This is not to deny that women are also offenders, but I want to focus for a moment on men.
Individual men grow up in families in which they get to have various experiences of relationship, secure or insecure, safe or frightening, and they watch the relationships between their mother and father for clues as to what a man is; and how a man functions; and what love is; and how to get it, and give it. And, let’s face it, most men are seriously short-changed in this so-called social education. And in most schools, they are being shaped for a role in the labour market – often a lowly role. Their education is not primarily about learning social education, emotional education, how to relate to the other kids, and so on. And when they get up towards puberty, what kind of sex-education do they get? In the past, almost nothing – except perhaps some horror stories about the badness of sex. And more recently, perhaps a harassed teacher who is in a bad relationship trying to ‘cover the sex education curriculum” in a quick and dirty fashion, to minimize their own embarrassment; and also so we can all get back to the real business of education, which is, er… learning how to be a passive employee in an uncaring economy! (This is my current best guess, or inference).

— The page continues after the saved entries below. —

PR #376, opened 2025-01-02
handle cluster and partioning changes in Bq

Barbar1432:
Fixes the issue where changing cluster type causes the error: Cannot replace a table with a different partitioning spec. With this PR  if the full_refresh flag is passed, the system compares partitioning specs with the existing table. If they differ, it automatically drops the table, recreates it with the new partitioning specs


pkg/bigquery/db.go
```diff
@@ -31,6 +31,7 @@ type Selector interface {
 
 type MetadataUpdater interface {
```
albertobruin, line 32: I wouod change the name of the interface since now it's not just a metadata updated?

pkg/bigquery/db.go
```diff
@@ -271,3 +270,96 @@ func (d *Client) Ping(ctx context.Context) error {
 
 	return nil // Return nil if the query runs successfully
 }
+
+func (d *Client) DeleteTableIfPartitioningOrClusteringMismatch(ctx context.Context, tableName string, asset *pipeline.Asset) (err error) {
+	tableComponents := strings.Split(tableName, ".")
+	if len(tableComponents) != 2 {
```
sabrikaragonen, line 276: 3 levels should be allowed as well

pkg/bigquery/db.go
```diff
@@ -271,3 +270,96 @@ func (d *Client) Ping(ctx context.Context) error {
...
+		err = fmt.Errorf("table name must be in schema.table format, '%s' given", tableName)
+		return
+	}
+	tableRef := d.client.Dataset(tableComponents[0]).Table(tableComponents[1])
```
sabrikaragonen, line 280: I guess you're using it in both metadata and here, does it make sense to make a function for it?

albertobruin (approved):

PR #384, opened 2025-01-06
Make "path" an optional parameter for seed assets

y-bruin:


docs/assets/seed.md
```diff
@@ -16,7 +16,7 @@ You can see the "Data Platforms" on the left sidebar to see supported types.
 
 ## Parameters
 
-The `parameters` key in the configuration defines the parameters for the seed asset. The `path` parameter is the path to the CSV file that will be loaded into the data platform. path is relative to the asset definition file.
+The `parameters` key in the configuration defines the parameters for the seed asset. The `path` parameter is the path to the CSV file that will be loaded into the data platform. path is relative to the asset definition file. If the path is not provided, the asset name will be used to find the CSV file in the same directory as the asset definition file.
```
albertobruin, line 19: is this true? I thought for `countries.asset.yml` the file would be `prod.countries` or `prod.countries.csv`. what i read in the doc is not clear

albertobruin: I would be good to add an example though:

E.g For an asset with a name:

```
name: seed.raw_data
...
```

We would look for a `seed.raw_data.csv` in the same folder

PR #388, opened 2025-01-06
 create dataset if it doesnt exist

Barbar1432:
creates a bigquery dataset if it doesn't exist.  
Example  : Asset has the name  _new_dataset.product_categories_  but the user doesn't have the _new_dataset_  in bq , it will create it.


pkg/bigquery/db.go
```diff
@@ -395,3 +396,32 @@ func IsSameClustering(meta *bigquery.TableMetadata, asset *pipeline.Asset) bool
 
 	return true
 }
+
+func (d *Client) CreateDataSetIfNotExist(asset *pipeline.Asset, ctx context.Context) error {
+	tableName := asset.Name
+	tableComponents := strings.Split(tableName, ".")
+	var datasetName string
+	if len(tableComponents) == 2 {
```
albertobruin, line 404: is it possible to have a single (1) component/token?

pkg/bigquery/db.go
```diff
@@ -395,3 +396,32 @@ func IsSameClustering(meta *bigquery.TableMetadata, asset *pipeline.Asset) bool
...
+		datasetName = tableComponents[0]
+	} else if len(tableComponents) == 3 {
+		datasetName = tableComponents[1]
+	}
+	datasets := d.client.Datasets(ctx)
```
albertobruin, line 409: would it be possible to cache this in memory so in the case of for example having 2 BQ assets, we only make this call once? network calls are expensive :)

pkg/bigquery/db.go
sabrikaragonen: not in bigquery

albertobruin (approved):

albertobruin (approved):

PR #394, opened 2025-01-08
handle new databases in snowflake 

Barbar1432:
if user has new_database.table in  a snowflake asset which doesn't exists, create the database

### DIFF
--- a/pkg/snowflake/db.go
+++ b/pkg/snowflake/db.go
@@ -197,8 +197,8 @@ func (db *DB) SelectWithSchema(ctx context.Context, queryObj *query.Query) (*que
 	return result, nil
 }
 
-func (db *DB) CreateDataBaseIfNotExist(ctx context.Context, asset *pipeline.Asset) error {
-	databaseName := strings.Split(asset.Name, ".")[0]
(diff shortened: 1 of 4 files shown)


pkg/snowflake/db.go
```diff
@@ -190,3 +196,20 @@ func (db *DB) SelectWithSchema(ctx context.Context, queryObj *query.Query) (*que
 
 	return result, nil
 }
+
+func (db *DB) CreateDataBaseIfNotExist(ctx context.Context, asset *pipeline.Asset) error {
```
karakanb, line 200:
```suggestion
func (db *DB) CreateDatabaseIfNotExist(ctx context.Context, asset *pipeline.Asset) error {
```

pkg/snowflake/operator.go
```diff
@@ -140,6 +141,11 @@ func (o *QuerySensor) RunTask(ctx context.Context, p *pipeline.Pipeline, t *pipe
 		return err
 	}
 
+	err = conn.CreateDataBaseIfNotExist(ctx, t)
+	if err != nil {
+		return err
+	}
```
karakanb, line 147: I suggest doing this only if the asset name is two parts with `<schema>.<table>`

PR #397, opened 2025-01-09
Clickhouse

albertobruin:


pkg/clickhouse/operator.go
```diff
@@ -0,0 +1,80 @@
...
+	Render(task *pipeline.Asset, query string) (string, error)
+}
+
+type queryExtractor interface {
+	ExtractQueriesFromString(content string) ([]*query.Query, error)
+}
+
+type ClickHouseClient interface {
+	RunQueryWithoutResult(ctx context.Context, query *query.Query) error
+	Select(ctx context.Context, query *query.Query) ([][]interface{}, error)
```
Barbar1432, line 22: we can put SelectWithSchema and Ping here

pkg/clickhouse/operator.go
```diff
@@ -0,0 +1,89 @@
...
+	if err != nil {
+		return err
+	}
+
+	conn, err := o.connection.GetClickHouseConnection(connName)
+	if err != nil {
+		return err
+	}
+
+	for _, queryString := range materializedQueries {
```
Barbar1432, line 72: In another operators we seem to be running only one query per task , will this be different in click house ?

albertobruin: yes it will be. Some platforms allow you to send several statements in a single batch something like :

```sql
SELECT * from table;
INSERT ....;
DELETE ... FROM TABLE;
```

As long as they are separated by a `;`

Some others don't allow batches, you need to send statements one by one. 
Other examples of this besides Clickhouse are Athena or Synapse

PR #399, opened 2025-01-09
Snowflake  handle materialization type  changes

Barbar1432:
added :  user can change the materialization type after the table is already created

### DIFF
--- a/pkg/snowflake/db.go
+++ b/pkg/snowflake/db.go
@@ -226,11 +226,14 @@ func (db *DB) CreateSchemaIfNotExist(ctx context.Context, asset *pipeline.Asset)
 func (db *DB) HandleMaterializationTypeMismatch(ctx context.Context, asset *pipeline.Asset, errorMessage string, creationQuery *query.Query) error {
 	tableComponents := strings.Split(asset.Name, ".")
 	var schemaName string
+	var tableName string
 	switch len(tableComponents) {
 	case 2:
 		schemaName = strings.ToUpper(tableComponents[0])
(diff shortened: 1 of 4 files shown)


pkg/snowflake/operator.go
```diff
@@ -82,11 +84,24 @@ func (o BasicOperator) RunTask(ctx context.Context, p *pipeline.Pipeline, t *pip
 	if err != nil {
 		return err
 	}
+
 	err = conn.CreateSchemaIfNotExist(ctx, t)
 	if err != nil {
 		return err
 	}
-	return conn.RunQueryWithoutResult(ctx, q)
+	err = conn.RunQueryWithoutResult(ctx, q)
```
albertobruin, line 92: I would change this blocks to be:

```go
if err == nil {
    return nil
}
if o.materializer.IsFullRefresh() {
     if handleErr := ...
}

```

pkg/snowflake/db.go
```diff
@@ -222,3 +222,45 @@ func (db *DB) CreateSchemaIfNotExist(ctx context.Context, asset *pipeline.Asset)
...
+	case strings.Contains(errorMessage, "as VIEW"):
+		materializationType = "VIEW"
+
+	default:
+		return nil
+	}
+
+	dropQuery := query.Query{
+		Query: fmt.Sprintf("DROP %s IF EXISTS %s.%s", materializationType, schemaName, tableName),
+	}
```
karakanb, line 255: why do we do this based on the error instead of comparing the type in the destination and the type in our query, without waiting for an error?

PR #404, opened 2025-01-15
Hotfix: Remove lint from run command

y-bruin:


cmd/run.go
```diff
@@ -209,15 +209,6 @@ func Run(isDebug *bool) *cli.Command {
 				infoPrinter.Printf("Running only the asset '%s'\n", task.Name)
 			}
 
-			parser, err := sqlparser.NewSQLParser(false)
-			if err != nil {
-				printError(err, runConfig.Output, "Could not initialize sql parser")
-			}
-
-			if err := CheckLint(parser, pipelineInfo.Pipeline, inputPath, logger); err != nil {
```
karakanb, line 217: I think we misunderstood each other: we want to keep the linting, but not the sql parsing stuff.

PR #406, opened 2025-01-15
cmd: run: add --debug-ingestr-src flag

turtleDev:
This flag allows developers to provide the path of an `ingestr` source tree that they would like to use, instead of the version bruin CLI was compiled with.

This should make it easy for devs to test integrations in bruin CLI without having to create new releases

**Example**
```
bruin run --debug-ingestr-src /home/user/ingestr pipeline/assets/download.asset.yml
```

### DIFF
--- a/cmd/run.go
+++ b/cmd/run.go
@@ -141,6 +141,10 @@ func Run(isDebug *bool) *cli.Command {
 				Name:  "exp-use-winget-for-uv",
 				Usage: "use powershell to manage and install uv on windows, on non-windows systems this has no effect.",
 			},
+			&cli.StringFlag{
+				Name:  "debug-ingestr-src",
+				Usage: "Use ingestr from the given path instead of the builtin version.",
+			},
 		},
 		Action: func(c *cli.Context) error {
 			defer func() {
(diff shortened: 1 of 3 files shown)


turtleDev:
There's a small edge case with this change that I need to verify.

when using a local ingestr at a given tag, say `x.y.z`, I'm not sure if it will update it when run without the debug flag when the latest version is also `x.y.z`. 

Consider this PR on hold until I confirm this.

turtleDev:
I've confirmed that this bug exists.

turtleDev:
Fixed. We do a forced `--reinstall` of the uv tool on each invocation. This adds 300-500ms to runtime, but is marginal when compared to total runtime of a typical job.

This wasn't my first choice. I expored altering uv `site-packages` directory to change the version of a locally installed version of ingestr to `vX.Y.Z` to `vX.Y.Z-dev`. Which _kind of_ worked, but caused it's own problems. It would cause errors when we tried to reinstall it next time. It would require precise (and hacky) manipulation of the environment managed by uv. This approach was also fragile against any future changes in uv.

In light of these challenges, the former approach seemed robust and simple.

cmd/run.go
```diff
@@ -344,6 +348,7 @@ func Run(isDebug *bool) *cli.Command {
 			runCtx = context.WithValue(runCtx, pipeline.RunConfigEndDate, endDate)
 			runCtx = context.WithValue(runCtx, executor.KeyIsDebug, isDebug)
 			runCtx = context.WithValue(runCtx, python.CtxUseWingetForUv, runConfig.ExpUseWingetForUv) //nolint:staticcheck
+			runCtx = context.WithValue(runCtx, python.LocalIngestr, c.String("debug-ingestr-src"))
```
y-bruin, line 351: please also add it in run config https://github.com/bruin-data/bruin/pull/406/files#diff-8146f8148ccbf6711d65f532f6ab9a7c8dfbdc3960c7ffc974f17d6d224dd349L157

PR #1121, opened 2025-09-16
Refactor: Table sensor validation rules

jbrand-dsp:


pkg/lint/rules.go
```diff
@@ -1070,32 +1070,102 @@ var TableSensorAllowedAssetTypes = map[pipeline.AssetType]bool{
...
+	tableItems := strings.Split(tableName, ".")
+	platformName := getPlatformNameFromAssetType(assetType)
+
+	for _, component := range tableItems {
+		if component == "" {
+			return fmt.Sprintf("%s table sensor `table` parameter contains empty components, '%s' given", platformName, tableName)
+		}
+	}
+
+	switch platformName {
```
turtleDev: A table-drive validator would be much easier to understand and maintain.

pkg/lint/rules.go
```diff
@@ -1070,32 +1070,102 @@ var TableSensorAllowedAssetTypes = map[pipeline.AssetType]bool{
...
-			Description: "BigQuery table sensor `table` parameter must be either in the format `dataset.table` or `project.dataset.table`",
+			Description: validationError,
 		})
 	}
 	return issues, nil
 }
 
-func EnsureBigQueryQuerySensorHasTableParameterForASingleAsset(ctx context.Context, p *pipeline.Pipeline, asset *pipeline.Asset) ([]*Issue, error) {
+func getPlatformNameFromAssetType(assetType pipeline.AssetType) string {
+	platformNames := map[pipeline.AssetType]string{
```
turtleDev: protip: local variables are allocated on every call. 

If you move it to package scope, it's only allocated once.

jbrand-dsp: Of course, good point!

pkg/lint/rules.go
jbrand-dsp: Suggestion integrated!

PR #1130, opened 2025-09-17
Fix: duckdb float

jbrand-dsp:
query command now converts the DuckDB tuple to a float value e.g. whereas before query would return `{3 2 299}` now it return `2.99`.

Added integration tests and adapted expectations of current integration tests.

### DIFF
--- a/cmd/fetch.go
+++ b/cmd/fetch.go
@@ -138,11 +138,14 @@ func Query() *cli.Command {
 				if err != nil {
 					return handleError(c.String("output"), errors.Wrap(err, "query execution failed"))
 				}
+				// Determine connection type once
+				connectionType := getConnectionType(conn)
+
 				// Output result based on format specified
 				inputPath := c.String("asset")
 				var resultsPath string
 				if c.Bool("export") {
-					resultsPath, err = exportResultsToCSV(result, inputPath)
+					resultsPath, err = exportResultsToCSV(result, inputPath, connectionType)
 					if err != nil {
 						return handleError(c.String("output"), errors.Wrap(err, "failed to export results to CSV"))
 					}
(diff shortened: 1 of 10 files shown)


cmd/fetch.go
```diff
@@ -124,6 +124,7 @@ func Query() *cli.Command {
 
 				queryStr = addLimitToQuery(queryStr, c.Int64("limit"), conn, parser, dialect)
 			}
+			//nolint:nestif
```
albertobruin, line 127: I think we should listen to lint here and unravel this if. just do the cast to interface and if not ok do 

```go
fmt.Printf("Connection type %s does not support querying.\n", c.String("connection"))
return nil
```

as you do below

albertobruin: always better to return early in the function and thus unravel the ifs and thens

cmd/fetch.go
```diff
@@ -138,11 +139,18 @@ func Query() *cli.Command {
 				if err != nil {
 					return handleError(c.String("output"), errors.Wrap(err, "query execution failed"))
 				}
+				var connectionType string
+				if assetType != "" {
```
albertobruin, line 143: is it possible to have assetType empty? I don't think so?

cmd/helpers.go
```diff
@@ -172,3 +175,227 @@ func printWarningForOutput(output string, message string) {
 		warningPrinter.Printf("%s\n", message)
 	}
 }
+
+// Asset type to connection type mapping.
+var assetTypeToConnectionMap = map[string]string{
```
albertobruin, line 180: I think we have something like this in pipeline.go

cmd/fetch.go
jbrand-dsp: It can indeed be empty in direct query mode. Wrote a test to prove so.

cmd/fetch.go
jbrand-dsp: I've unravelled this now

cmd/helpers.go
jbrand-dsp: Similar but not quite the same. I think it's slightly simpler to keep this map as it is.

Men and sex – a case of promoted ignorance
And so I stopped writing about depression and went and found Bernard Zilbergeld’s excellent book, entitled Men and Sex: A guide to sexual fulfilment. Chapter 3 is very instructive. The title is this: ‘It’s two feet long, hard as steel, and can go on all night: the fantasy model of sex’.
Human sexuality is a learned phenomenon, and yet we are all told to just ‘be spontaneous’, and ‘do what comes naturally’. But almost nothing of our cultural sexuality ‘comes naturally’. We learned it, from somebody, and more often than not, those experts were talking out of their rear ends. And even though we went along with the fantasies we learned, at least to some degree, many of us men also feel anxious because deep down, we know we haven’t the slightest idea about how to be sexually intimate in a relaxed and loving and playful manner (to the degree that we are depended upon traditional male sex ‘education’).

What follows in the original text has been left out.